The Claflin University family and friends gathered on the steps of the James and Dorothy Z. Elmore Chapel on Wednesday, Aug. 28, joining the nation to commemorate the 50th anniversary of the March on Washington. Dozens of speakers highlighted Claflin’s observance, which concluded with a march around campus.
“Today, on our campus, we pause to commemorate, to celebrate a visionary for the ages,” Claflin University President Dr. Henry N. Tisdale said, referring to the Rev. Dr. Martin Luther King, Jr., who delivered his famed “I Have A Dream” speech -- in which he called for an end to racism in America -- on the steps of the Lincoln Memorial in Washington, D.C., during the March on Washington.
Other speakers at Wednesday’s event included Claflin students, faculty and staff, as well as others representing the city of Orangeburg and local churches and organizations. Ms. Annette Grevious, associate professor of speech and theater at Claflin, gave a dramatic rendition of Sojourner Truth’s “Ain't I A Woman?” speech and the University’s Gospel Choir sang several selections.
“We are able to do things when we come together for a common goal,” Mr. Claflin, Darius Stanton reminded his fellow students. “We have a really huge responsibility that the dream is continued. We have to be sure to stay persistent and stay alert.”
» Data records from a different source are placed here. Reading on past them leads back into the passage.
PR #2920, opened 2023-03-31
tests: Regenerate test projects

calvincestari:
This runs the internal test projects through the latest codegen engine.


calvincestari:
Superceeded by https://github.com/apollographql/apollo-ios/pull/2991.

Dr. Anisah Bagasra, assistant professor of psychology, reminded those gathered, “You have to love your brother as yourself, but you also have to want for your brother as you want for yourself – rights, civil rights, equality and freedom.”
Attendees were charged with tackling the issues that are affecting the younger generation and world today, including poverty and gay rights.
The March on Washington “was a challenge to the government to make right on the promises to all the people of the United States,” said Dr. Millicent Brown, associate professor of history. “Are you committed to your part in learning what challenges you face today?”
“Follow the man, follow the dream, but do not get caught up romanticizing what happened 50 years ago,” she added.
While participating in the march around campus, Claflin junior elementary education major Mr. Charles Hart said the Claflin event made him feel like he was a part of something bigger than himself or the University.
“I’m not in Washington, but I feel like I made a contribution,” he said.